Each procedure also has a PPID, which stores the PID of the parent by which the procedure was created. There is also a process TTY, which stores the ID of the terminal you used to start the procedure, y UID, which stores the ID of the user who created it. Any procedure that is generally missing a TTY is called Devil, a definition used to denote system processes that run in the background and do not have a control terminal.

Whenever a procedure is closed, that PID is enabled for use by another procedure. Each procedure is also closed with an exit code, which is generally used to indicate whether or not an error occurred. The exit code 0 it's a clean exit, anything greater is a specific error.

On a more technical note, PIDs are an important part of Linux namespaces. Namespaces hide certain parts of the system from processes running in different namespaces, what powers containerization tools like Docker. With namespaces, the PID tree is cut at a certain branch, and only that branch is delivered to the containerized procedure. This branch restarts from the PID 1, so the container looks like it's running on a brand new Linux installation.

Visualization processes

For a complete list of processes, can run the ps command:

sudo ps -e

Which will generate a very long list of all running processes, which is certainly a bit difficult to navigate.

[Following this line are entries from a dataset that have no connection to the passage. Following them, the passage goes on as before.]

PR #1880, opened 2021-04-07
Triple the number of level 2 spell gifts that Veh can choose from

RojjaCebolla:
When comparing the [array of gifts](https://gist.github.com/RojjaCebolla/86d9d532445426194319f912e5109000) chosen upon levelup for Veh and Djinn characters, I noticed two things: Dj has a tighter bound, guaranteeing at least one spell of each level. Veh has "clumpier" preferences which may have made sense in the past, but right now there are too few level 2 and level 7 options to support that table.

This PR aims to help with the situation by increasing the giftable options at level 2 from one spell (Searing Ray), to three spells (adding Poisonous Vapours and Dazzling PBAOE).  

Not addressed:
There just aren't many level 2 spells that deal damage, probably because many boring ones have been removed.  This is a bit of a hole that some creative person could fill!

### DIFF
--- a/crawl-ref/source/book-data.h
+++ b/crawl-ref/source/book-data.h
@@ -163,9 +163,9 @@ static const vector<spell_type> spellbook_templates[] =
 {   // Book of Maledictions
     SPELL_CORONA,
     SPELL_HIBERNATION,
+    SPELL_DAZZLING_FLASH,
     SPELL_CONFUSING_TOUCH,
     SPELL_TUKIMAS_DANCE,
-    SPELL_DAZZLING_FLASH,
 },
 
 {   // Book of Air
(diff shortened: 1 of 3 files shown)


semitonal:
I agree that Dazzling Flash might be worth trying at level 2, but do I wonder if it should be excluded from Vehumet's spell list anyway since it doesn't deal any damage.

ebering:
Not as convinced Flash would be ok at level 2; it's a pretty strong disable and bypasses Willpower. Perhaps in the Conjurer spell book it seems too high, but for an Enchanter it's part of an "easy to retry stabs" toolkit. For other characters being level 2 would make it quite cheap as an escape (cheaper than it already is), though maybe a lack of spellpower makes that ok.

Merging the other part.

You can filter the results by piping the output to grep, What ps does not have a built-in search function:

sudo ps -e | grep "processname"

Even though you should be warned that, strangely enough, this will also match the newly created grep process, What ps show command arguments, which include your matching string, which evidently matches itself. If you only need the PID of a given procedure name, the pgrep The command just returns the PID and nothing else.

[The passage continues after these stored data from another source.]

Issue #1800, opened 2021-03-07
Scarf of shadows reduces length of lighting bolts/shocks reflected at walls


AlexanderPosch:
**PLATFORM and OS or BROWSER:**
webtiles

**DCSS VERSION AND GAME INFORMATION:**
0.27-a0-498-g7ecbb0a

**DESCRIPTION:**
Scarf of shadows reduces the length of lighting bolts/shocks reflected at walls. This does not necessarily seem intentional.

**EXTRA FILES:**
Image of shock without scarf of shadows:
![image](https://user-images.githubusercontent.com/49498206/110225507-665ed180-7ee6-11eb-8ea7-9fe56fa2ab18.png)

Image of shock with scarf of shadows:
![image](https://user-images.githubusercontent.com/49498206/110225521-855d6380-7ee6-11eb-8aec-f81a1faeffa0.png)

AlexanderPosch:
In related news Kobold's reduced los also results in shorter reflected beems (this might be intentional but idk)

PR #1885, opened 2021-04-08
Issue #1800: Make Scarf of shadows not affect the lenght of bounced spells. Also slight buff to player Kobolds, their spells bounce back one space further.

AlexanderPosch:
This pull request addresses Issue #1800:

Los restrictions (like the Scarf of shadows) reduce the length of lighting bolts/shocks reflected at walls.
image

The code checks how long a bounced spell would have been if los had not been restricted and then increases the range of bounced the spell.  (Kobolds nightstalker mutation does not count as a los restriction)

This change does not allow player to affect tiles outside of the los-radius (unless you wear a scarf of shadows and the "Robe of Night" together then it is possible).

Additionally I also gave a slight buff to player kobolds, their spells bounce back one further. Since for kobolds all reflected spells(Shock,Lighting_Bolt,Fire_Ball,Starburst) have range 4 and this results in this:
image
rather than this:
image
Also this change does not allow players to affect tiles outside of the los-radius (unless you wear a scarf of shadows and the "Robe of Night" together then it is possible).

I think it looks nicer and more symmetrical this way and I don't think it is very unbalancing.

### DIFF
--- a/crawl-ref/source/beam.cc
+++ b/crawl-ref/source/beam.cc
@@ -843,7 +843,7 @@ void bolt::bounce()
     bolt boltcopy = *this;
     if (bounces == 1)
         {
-        extra_range_used -= spell_range(boltcopy.origin_spell, boltcopy.ench_power,true,true)-range;
+        extra_range_used -= spell_range(boltcopy.origin_spell, boltcopy.ench_power,true,(int)you.normal_vision-you.get_mutation_level(MUT_NIGHTSTALKER))-range;
 
         if  (you.get_mutation_level(MUT_NIGHTSTALKER)==3)
         {
--- a/crawl-ref/source/beam.cc
+++ b/crawl-ref/source/beam.cc
@@ -842,19 +842,8 @@ void bolt::bounce()
     //Also small buff to kobolds making it easier for them to multizap opponents
     bolt boltcopy = *this;
     if (bounces == 1)
-        {
         extra_range_used -= spell_range(boltcopy.origin_spell, boltcopy.ench_power,true,(int)you.normal_vision-you.get_mutation_level(MUT_NIGHTSTALKER))-range;
-
-        if  (you.get_mutation_level(MUT_NIGHTSTALKER)==3)
-        {
-                extra_range_used -= 1;//Makes it easier for kobolds to multizap opponents, (first zap is one cheaper),
-                                      //Spells with range>=los now get reflected back an even number of tiles this also looks cleaner
-        }
-
-        //Prevent bounced bolts from going outside of a radius of you.current_vision
-        extra_range_used += max(0.0,(ray.pos().x+ray.r.dir.x*(range-extra_range_used)-you.pos().x)-you.current_vision);
-        extra_range_used += max(0.0,(ray.pos().y+ray.r.dir.y*(range-extra_range_used)-you.pos().y)-you.current_vision);
-        }
+    
     ASSERT(!cell_is_solid(ray.pos()));
 }
 
--- a/crawl-ref/source/beam.cc
+++ b/crawl-ref/source/beam.cc
@@ -850,8 +850,11 @@ void bolt::bounce()
                 extra_range_used -= 1;//Makes it easier for kobolds to multizap opponents, (first zap is one cheaper),
                                       //Spells with range>=los now get reflected back an even number of tiles this also looks cleaner
         }
-        }
 
+        //Prevent bounced bolts from going outside of a radius of you.current_vision
+        extra_range_used += max(0.0,(ray.pos().x+ray.r.dir.x*(range-extra_range_used)-you.pos().x)-you.current_vision);
+        extra_range_used += max(0.0,(ray.pos().y+ray.r.dir.y*(range-extra_range_used)-you.pos().y)-you.current_vision);
+        }
     ASSERT(!cell_is_solid(ray.pos()));
 }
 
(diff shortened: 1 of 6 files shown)


crawl-ref/source/beam.cc
```diff
@@ -837,7 +837,19 @@ void bolt::bounce()
...
-
+ 
+    //Keep lenght of bounced Spells constant despite reduced los (scarf of shadows,Robe of Night)
+    //Also small buff to Kolbolds making it easier for them to multizap opponents
+    bolt boltcopy = *this;
+    if (bounces == 1)
+    	{
+    	extra_range_used -= spell_range(boltcopy.origin_spell, boltcopy.ench_power,true,true)-range;
+    	
+    	if  (you.species==SP_KOBOLD)
```
ebering, line 848: this should check for the nightstalker mutation instead of the species directly.

crawl-ref/source/beam.cc
```diff
@@ -837,7 +837,19 @@ void bolt::bounce()
         rg(*ai - ray.pos()) = cell_is_solid(*ai);
     ray.bounce(rg);
     extra_range_used += 2;
-
+ 
+    //Keep lenght of bounced Spells constant despite reduced los (scarf of shadows,Robe of Night)
```
ebering, line 841: typo

crawl-ref/source/spl-util.cc
```diff
@@ -985,10 +985,19 @@ int spell_power_cap(spell_type spell)
...
 {
     int minrange = _seekspell(spell)->min_range;
     int maxrange = _seekspell(spell)->max_range;
+    int los_cap  = (int)you.current_vision;
+    if (ignore_los)
+    	{ 
+    	if (you.species!=SP_KOBOLD)
+    		los_cap  = (int)you.normal_vision;
+    	else
+    		los_cap  = (int)you.normal_vision-3;
```
ebering, line 998: This should check the nightstalker mutation directly and use its calculation.

ebering (changes requested):

Thank you for this. In addition to the in-line changes, this needs to prevent out-of-los attacks when using shadows and Night together. Rare though it may be, we have spent quite a lot of effort moving away from out of los attacks in most cases.

AlexanderPosch:
Thanks for your quick reply and comments.  I'll try to fix the remaining issues.

AlexanderPosch:
> ...this needs to prevent out-of-los attacks when using shadows and Night together. Rare though it may be, we have spent quite a lot of effort moving away from out of los attacks in most cases.

Shock and Lighting Bolt can already attack creatures outside of los by bouncing around a corner:
image
Wearing the Robe and scarf would allow attacking like this:
image


Other spells that can attack creatures outside los are:
- Kills outside los_radius: Gell's Gravitas, Fulminant Prism (in this case it makes sense), Fire Storm (needs luck or los-1), Fire Ball (needs los-2)
- Kills enemy around a corner: Spark, Lightning Bolt, LRD, Fire Storm, Fire Ball

Should I aim to only remove the new possibility for out-of-los attacks or all out-of-los attacks using bouncing? 
I think it might be easier if removing out-of-los spell-attacks were done independently of the bouncing mechanic for all spells by checking if affected targets are within los (or los_radius) of the player.

AlexanderPosch:
The newest change to the code prevents the out-of-los attacks that wearing the "Robe of Night" and a "Scarf of Shadows" allowed. Bolts going around corners can still hit enemies but this was already possible before this pull request.  
If you want _(and I figure out how multiple vectors with scalars)_ I should not be to hard to change the code to also prevent these "around corners" shots.

AlexanderPosch:
What should the range in the spell description show? The "normal range" or the "range restricted to los" or a mixture (like this @--->~~~...)?

AlexanderPosch:
### Summary of all changes:

- Exchanged kobold species checks for nightstalker mutation checks. Fixed typos
- Prevented bounced bolts from going outside of a radius of you.current_vision. This prevents the the out-of-los attacks that wearing the "Robe of Night" and a "Scarf of Shadows" allowed.
- Changed the spell_range_string, range_string so that the actual range of a spell can be seen the in spell description

ebering:
> I think it might be easier if removing out-of-los spell-attacks were done independently of the bouncing mechanic for all spells by checking if affected targets are within los (or los_radius) of the player.

This would be the much better solution. It's far enough out of scope for this PR that I will hunt it down separately when I do the merge. For now you can remove the special case you added (Sorry about sending you in a circle on this!).

I've had a rough weekend, and less crawl time than I had hoped so this isn't a complete review, just dropping a note to let you know where things are. I hope to get to one soon.

@semitonal mentioned that the Kobold special case for bounce range wasn't something she was interested in and I agree. While the geometric symmetry is pleasing, the preferred crawl style is mechanical symmetry.

AlexanderPosch:
Thanks for the update :). It makes sense that mechanical symmetry should come first.
An idea for keeping mechanical symmetry while also implementing some geometric symmetry might be to just completely ignore the night-stalker mutation in the bouncing mechanic. But I can see why this might also be undesirable.

ebering:
Thanks for the patch! I ended up tweaking things quite a bit, you can see the final result in the commit referencing this PR.

AlexanderPosch:
Thank you, It does seem a lot cleaner after your tweaking :) .
What ever is typical (Alexander Posch is fine). But since my contribution was rather little I would also be ok with not appearing.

A much more useful viewer is the top command, which acts as a Task Manager from your terminal. Shows all processes sorted by CPU usage, as well as some general system statistics:

If you are running a Linux desktop, this also shows the applications that are running at the moment, even though most applications will be multi-threaded, hence Google Chrome populates this list running in multiple processes with different PIDs.

Stop processes

Being realistic, won't do much with the actual procedure other than shutting it down, since you will not have to manage the creation of the procedure. (Handled automatically when you run a command or script). The command to do that is called succinctly kill, which takes a given PID and closes that procedure:

sudo kill 40589

Additionally you can kill all processes with a given name using the killall command. As an example, to free up some RAM in your system, can execute:

sudo killall chrome

Evidently, this is not the best way to close desktop applications, but most processes will not generate much fuss if they are closed this way.

Despite this, if the procedure is a Linux service, you will want to use the service command to interact with it. As an example, reloading nginx:

service nginx reload

Or turn it off:

service nginx stop

PID files

A procedure ID only uniquely identifies a procedure while that procedure is running. If you have to restart Nginx, it is possible that a new procedure ID will be assigned to it.

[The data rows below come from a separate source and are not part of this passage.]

PR #1890, opened 2021-04-09
Make the Wrath of Trog worthwhile

mainiacjoe:
Wrath of Trog is very thematic with ANGRY: 50, but suicidally dangerous if you cannot manage the *Rage.  This is 5.55x more frequent than Berserkitis 3.  Other unrands with *Rage, besides have ANGRY of only 5, also have beneficial properties such as super-vampiricism, Slay+6, and berserking allies.  Wrath of Trog, though, is simply a +8 antimagic battleaxe.  This hardly compensates for berserking the wielder 10x as often.

This PR brings Wrath of Trog's ANGRY down to 5 and adds beneficial properties to it, to match the other *Rage unrands.  In keeping of the theme with this being Trog's favorite weapon, instead of giving it Troggish properties such as Regen+, Will++, or +Rage--things Trog wouldn't need himself from a weapon--just make it very powerful weapon with no properties other than the *Rage.  Trog's favorite weapon ought, after all, to be as good or better as the best gifts he used to give his followers!

This is accomplished by adding BASE_DAM: +3 and BASE_DELAY: -4 to its entry in art-data.txt, giving it the base damage of an executioner's axe with the base delay of a dire flail.  The enchantment is not changed.  Attached to the commit itself are five graphs comparing the new axe at skills 14, 20 and 26 to a +9 battleaxe of speed and to a +9 anti-magic executioner's axe, plus the fsim.csv.  The higher the target AC and EV, the better Wrath of Trog's relative performance.

The fsim settings were fsim_scale = fighting and fsim_rounds = 10000.  Wrath of Trog was changed in atr-data.txt to comment out the ANGRY line for fsim testing and to add BASE_DELAY = -4 and BASE_DAM = +3, then recompiling just in case.  Player stats were Strength 30 and Dex 20, wearing plate mail with Armour skill 20.  Target monsters were fungus (AC/EV of 0/0), tentacled monstrosity (5/5), wraith (10/10), orb guardian (13/13) and orb of fire (20/20).

### DIFF
--- a/crawl-ref/source/art-data.txt
+++ b/crawl-ref/source/art-data.txt
@@ -204,9 +204,8 @@ COLOUR:  ETC_BLOOD
 TILE:    spwpn_wrath_of_trog
 TILE_EQ: axe_trog
 VALUE:   800
-ANGRY:   5
-BASE_DELAY: -4
-BASE_DAM: +3
+ANGRY:   50
+BOOL:    rampage
 BRAND:   SPWPN_ANTIMAGIC
 
 NAME:    mace of Variability
--- a/crawl-ref/source/art-data.txt
+++ b/crawl-ref/source/art-data.txt
@@ -204,7 +204,9 @@ COLOUR:  ETC_BLOOD
 TILE:    spwpn_wrath_of_trog
 TILE_EQ: axe_trog
 VALUE:   800
-ANGRY:   50
+ANGRY:   5
+BASE_DELAY: -4
+BASE_DAM: +3
 BRAND:   SPWPN_ANTIMAGIC
 
 NAME:    mace of Variability
--- a/crawl-ref/source/dat/descript/unrand.txt
+++ b/crawl-ref/source/dat/descript/unrand.txt
@@ -16,10 +16,9 @@ Screaming Sword
 %%%%
 Wrath of Trog
 
-A bloodstained axe, forged by Trog himself to have exquisite sharpness and
-balance.  It was his favourite weapon, but was lost many centuries ago.
-It can induce a bloodthirsty berserker rage in warriors who use it in
-battle.
+A bloodstained axe that was the favourite weapon of the old god Trog, before it
+was lost. It induces a bloodthirsty berserker rage in warriors who use it in
+battle and enables them to dash towards their enemies.
 %%%%
 mace of Variability
 
--- a/crawl-ref/source/dat/descript/unrand.txt
+++ b/crawl-ref/source/dat/descript/unrand.txt
@@ -16,8 +16,9 @@ Screaming Sword
 %%%%
 Wrath of Trog
 
-A bloodstained axe that was the favourite weapon of the old god Trog, before it
-was lost. It induces a bloodthirsty berserker rage in warriors who use it in
+A bloodstained axe, forged by Trog himself to have exquisite sharpness and
+balance.  It was his favourite weapon, but was lost many centuries ago.
+It can induce a bloodthirsty berserker rage in warriors who use it in
 battle.
 %%%%
 mace of Variability
--- a/crawl-ref/source/mon-death.cc
+++ b/crawl-ref/source/mon-death.cc
@@ -1619,6 +1619,15 @@ item_def* monster_die(monster& mons, killer_type killer,
             you.increase_duration(DUR_BERSERK, bonus);
             mpr("The necklace of Bloodlust glows a violent red.");
         }
+        else if (player_equip_unrand(UNRAND_TROG))
+        {
+            const int bonus = (2 + random2(4)) / 2;
+            you.increase_duration(DUR_BERSERK, bonus);
+            if (!random2(4))
+            {
+                mpr("Blood oozes out of your axe's blade.");
+            }
+        }
     }
 
     if (you.prev_targ == monster_killed)
--- a/crawl-ref/source/util/art-data.pl
+++ b/crawl-ref/source/util/art-data.pl
@@ -57,6 +57,7 @@ my %field_type = (
     NOTELEP  => "bool",
     NO_UPGRADE => "bool",
     POISON   => "bool",
+    RAMPAGE  => "bool",
     RANDAPP  => "bool",
     RCORR    => "bool",
     REGEN    => "num",
@@ -537,7 +538,7 @@ my @art_order = (
     "BASE_DELAY", "HP", "CLARITY", "BASE_ACC", "BASE_DAM", "\n",
     "RMSL", "unused", "REGEN", "unused", "NO_UPGRADE", "RCORR", "\n",
     "RMUT", "unused", "CORRODE", "DRAIN", "SLOW", "FRAGILE", "\n",
-    "SH", "HARM", "\n",
+    "SH", "HARM", "RAMPAGE", "\n",
     "}",
 # end TAG_MAJOR_VERSION
 # start TAG_MAJOR_VERSION == 35


semitonal:
I feel like the fundamental idea behind the Wrath of Trog is that you're expecting to berserk in every fight when you use it - if anything I'd say that's a better use of *Rage than the normal 5% chance for it to trigger (since even at a 5% chance, you still have to assume that you might get berserked at any inopportune moment). I'd personally much rather see the design go in a direction that keeps the high chance to berserk and compensates for it in some other way (by giving some kind of protection from the post-berserk downsides, and/or making it easier to maintain the berserk state without it timing out, etc?)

This is where PID files come into play; they are a form of communication between processes, essentially a file that stores the current PID of a given procedure. Another procedure may read this file and inherently know, as an example, what is the PID of MySQL. When MySQL starts, write your own PID to this file for the whole system to see.

In general, PID files are stored in /var/run/, even though this is just common practice and not a requirement, similar to how log files are stored in /var/log/.

Most processes with PID files will also have one running at the same time, what is done with the help of lock files. Lock files are a way of determining a flag that only allows one procedure to start at the same time. When a procedure like Nginx is started, checks if the lock file exists and, If that is not the case, will start normally. But if it's already there, Nginx will throw an error and refuse to start.